Quais são os desafios?

  • A implantação é difícil!

Ao contrário da crença geral, você não está apenas implantando código, você também está, em essência, implantando dados que se movem entre vários departamentos, em vários formatos, que mudam conforme o modelo muda, e há uma tonelada de variáveis ​​em movimento no sistema que pode ser vulnerável a isso.

  • Não há homogeneidade

Os aplicativos de ML de ponta a ponta geralmente estão cheios de componentes escritos em diferentes linguagens de programação. A escolha de uma linguagem de programação depende do caso de uso e Python, R, Scala ou qualquer outra linguagem pode ser usada para construir diferentes modelos.

  • As implantações de ML não são monolíticas

As implantações do modelo de aprendizado de máquina não são necessariamente soluções independentes. Eles são comumente incorporados ou integrados em vários aplicativos de negócios.

  • Pontos problemáticos de teste e validação

As alterações de dados resultam em um processo de evolução para modelos para os quais os métodos melhoram ou as dependências de software mudam. Toda vez que uma mudança desse tipo ocorre, o desempenho do modelo precisa ser revalidado.

  • Complexidade das estratégias de liberação

Dependendo do caso de uso, os modelos de ML precisam ser atualizados com mais frequência do que os aplicativos de software comuns.

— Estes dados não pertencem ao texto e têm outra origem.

PR #3390, opened 2026-09-02
[Bug] Cut ReMoM last_n_tokens compaction on rune boundaries using observed bytes per token

### LINKED ISSUE #3387: [Bug] ReMoM last_n_tokens compaction cuts mid-rune and misjudges CJK budget
### Proposed Workgroup

MoM & Routing

### Describe the bug

ReMoM's `last_n_tokens` compaction keeps the tail of each intermediate response for the next round. It does this by cutting the string at a byte offset (`looper/remom.go:653`):

```go
maxChars := maxTokens * 4
return content[len(content)-maxChars:]
```

Go strings are bytes, and a Chinese character is 3 bytes. Cutting at a byte offset breaks in two ways.

**1. The cut can land in the middle of a character.**

Two out of three offsets fall inside a 3-byte character, so the kept text starts with a partial character. Go's JSON encoder replaces the invalid bytes with `�` when the prompt is sent upstream. The model sees `�...` instead of clean text at the start of every reference response, and the cut character is lost.

**2. The budget is measured in bytes, but the config is in tokens.**
The code assumes 4 bytes per token. That holds for English. For Chinese, 4000 bytes is only 1333 characters, which is about 600 Qwen tokens. So `compaction_tokens: 1000` actually keeps 600 tokens of Chinese. `estimateTokens` (`remom.go:770`) uses the same assumption, so the `token_count` in the trace is off by the same factor.

### To Reproduce

Config: `compaction_strategy: last_n_tokens`, `compaction_tokens: 1000`

```go
content := strings.Repeat("量子计算机的工作原理是", 400)
out := l.compactResponse(cfg, content)
// len(out) = 4000 bytes, 1334 runes, utf8.ValidString(out) = false
// head bytes: \x9f理\xe6\x98
// after json.Marshal: "\ufffd理是\ufffd\ufffd"
```

Token count of the kept tail (tokenizers crate, truncation disabled):

| Tokenizer | 4000-byte CJK | 4000-rune CJK | 4000-byte ASCII |
|---|---|---|---|
| Qwen3 | 607 | 1819 | 969 |
| all-MiniLM | 1333 | 4000 | 904 |

Configured budget is 1000. With an upstream LLM tokenizer the code keeps about 600.

### Expected behavior

- Compacted text is valid UTF-8 and starts on a character boundary.
- Kept length tracks `compaction_tokens` regardless of script.

### Impact

- Any decision using `remom` with `compaction_strategy: last_n_tokens` on non-ASCII responses.
- Every reference response in the next round starts with replacement characters.
- CJK responses keep about 40% less context than configured.
- Workaround: `compaction_strategy: full`.

### Additional context

Two separate fixes:

- **Boundary:** back off to a rune start (`utf8.RuneStart`) before slicing. Keeps the byte budget unchanged.
- **Budget:** rune slicing alone makes it worse (1819 Qwen tokens for 4000 runes). Needs a tokenizer-aware or calibrated count. The classification package already has a calibrated bytes-per-token counter.

yaojiejia:
Closes #3387

## Purpose

ReMoM's `last_n_tokens` compaction sliced responses at a raw byte offset of `compaction_tokens * 4`. This broke on non-ASCII text in two ways. The cut could land inside a multi-byte character, so the kept text started with `\ufffd` after JSON encoding. The budget assumed 4 bytes per token, so CJK kept about 600 Qwen tokens when 1000 were configured. The trace `token_count` was off by the same factor.

This change is confined to `pkg/looper/remom.go`:

- Advance the cut to the next rune start. Compacted text is now valid UTF-8 and stays within the byte budget.
- Derive bytes per token from the response's own completion usage. The looper already stores this on `ModelResponse.Usage`. Completion usage covers content plus reasoning, so the ratio uses their combined byte length.
- Fall back to 4 bytes per token when the backend reports no usage. Behaviour for those responses is unchanged.
- Use the same observed ratio for the trace `token_count`.

This avoids wiring the classification package's calibrated counter into the looper. Each response carries an exact ratio for its own model and script.

## Test Plan

New tests in `pkg/looper/remom_compaction_test.go`:

- Issue repro: 400 repeats of a CJK phrase with budget 1000. Asserts valid UTF-8, clean first rune, tail preserved, budget respected, and no `\ufffd` after `json.Marshal`.
- ASCII and CJK responses with reported usage each keep exactly 100 tokens' worth of their own script.
- Ratio derivation: nil response, missing usage, content only, and content plus reasoning.
- `lastNTokens` edge cases: under and exact budget, fractional ratio, cut inside a rune, cut on a boundary, non-positive ratio, and tiny budget.
- `full` strategy is untouched. Round responses use the observed ratio.

Commands, run from `src/semantic-router` with the Rust bindings on `LD_LIBRARY_PATH`:

```
gofmt -l pkg/looper
go vet ./pkg/looper/
go test ./pkg/looper/ -run 'Compact|LastNTokens|BytesPerToken|BuildReMoMRoundResponse' -count=1 -v
go test ./pkg/looper/ -count=1
golangci-lint run ./pkg/looper/
```

## Test Result

- Targeted compaction tests: pass.
- Full `pkg/looper` package: `ok` in 11.3s.
- gofmt and go vet: clean.
- golangci-lint: no findings in changed files. Three pre-existing findings in `workflows_state_store.go` and `client.go` are unrelated.

---
<details>

</details>


FAUST-BENCHOU (commented):
I think this should wait on the repository lifecycle first: #3387 is still `needs-acceptance`, and the current gates are red on the accepted-issue check, with `remom.go` also exceeding the 800-line limit.

Separately, could we revisit the observed ratio when both content and reasoning are present? `reMoMSynthesisText()` uses only content when it exists, while `reMoMBytesPerToken()` derives the ratio from content + reasoning and total completion tokens, so the budget can be inaccurate for the text actually being compacted.

yaojiejia:
> I think this should wait on the repository lifecycle first: #3387 is still `needs-acceptance`, and the current gates are red on the accepted-issue check, with `remom.go` also exceeding the 800-line limit.
> 
> Separately, could we revisit the observed ratio when both content and reasoning are present? `reMoMSynthesisText()` uses only content when it exists, while `reMoMBytesPerToken()` derives the ratio from content + reasoning and total completion tokens, so the budget can be inaccurate for the text actually being compacted.

Thanks for the review, I think the issue just got accepted and I fixed the 800 line limit ci failure. 

To answer the other concern:
`completion_tokens` counts content and reasoning together and `TokenUsage` doesn't keep a breakdown, so if I divide only the content bytes by it, the ratio comes out too low and the budget shrinks whenever reasoning is present. The combined ratio is the model's average bytes per token for that call, and it tracks the content closely unless reasoning and content differ in script or density, or the backend bills hidden reasoning it never returns. vLLM and OpenAI both report `completion_tokens_details.reasoning_tokens` and the SDK already parses it, so a content-only ratio only needs a new field on `TokenUsage` and its two parsers. Maybe we can do that as a follow up but Im also happy to address here as well.

Xunzhuo (changes requested):
The observed ratio still does not reach the next-round prompt. `buildReMoMRoundResponse` stores `CompactedContent`, but `prepareReMoMRoundMessages` reconstructs each `ModelResponse` with only content, reasoning, and model. `buildSynthesisPrompt` then sees zero usage and falls back to 4 bytes/token, so the visible intermediate metadata changes while actual CJK synthesis compaction keeps the old behavior. Please carry the ratio/usage through or build from the stored compacted content, and add a multiround regression that asserts the prompt sent to the next round.

yaojiejia:
> The observed ratio still does not reach the next-round prompt. `buildReMoMRoundResponse` stores `CompactedContent`, but `prepareReMoMRoundMessages` reconstructs each `ModelResponse` with only content, reasoning, and model. `buildSynthesisPrompt` then sees zero usage and falls back to 4 bytes/token, so the visible intermediate metadata changes while actual CJK synthesis compaction keeps the old behavior. Please carry the ratio/usage through or build from the stored compacted content, and add a multiround regression that asserts the prompt sent to the next round.

Thanks for the review, the reconstructed `ModelResponse` dropped `Usage`, so the synthesis prompt fell back to 4 bytes/token. Fixed in cd76bccd: `IntermediateResp` now carries the backend usage (`json:"-"`, so the published payload is unchanged) and `intermediateResponsesToModelResponses` copies it back, which also covers `remomRoundResponsesToModelResponses`. Added `TestReMoMMultiRoundSynthesisPromptUsesObservedRatio`, a two-round run against a mock backend that asserts the reference in the next-round prompt is the 100-rune tail and matches the published `compacted_content`. It fails before the fix with 133 runes in the prompt.

Xunzhuo (approved):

  • Problemas de segurança de dados

Com os dados sendo um recurso vulnerável, a natureza de código aberto dos provedores de nuvem levanta algumas sobrancelhas. Muitas empresas do setor bancário estão apreensivas em usar a nuvem por causa de problemas de segurança de dados.

Os três principais concorrentes

AWS, Google Cloud e Microsoft Azure, que são os três principais concorrentes no mercado de nuvem, podem ser comparados em alguns parâmetros importantes para fazer a melhor escolha.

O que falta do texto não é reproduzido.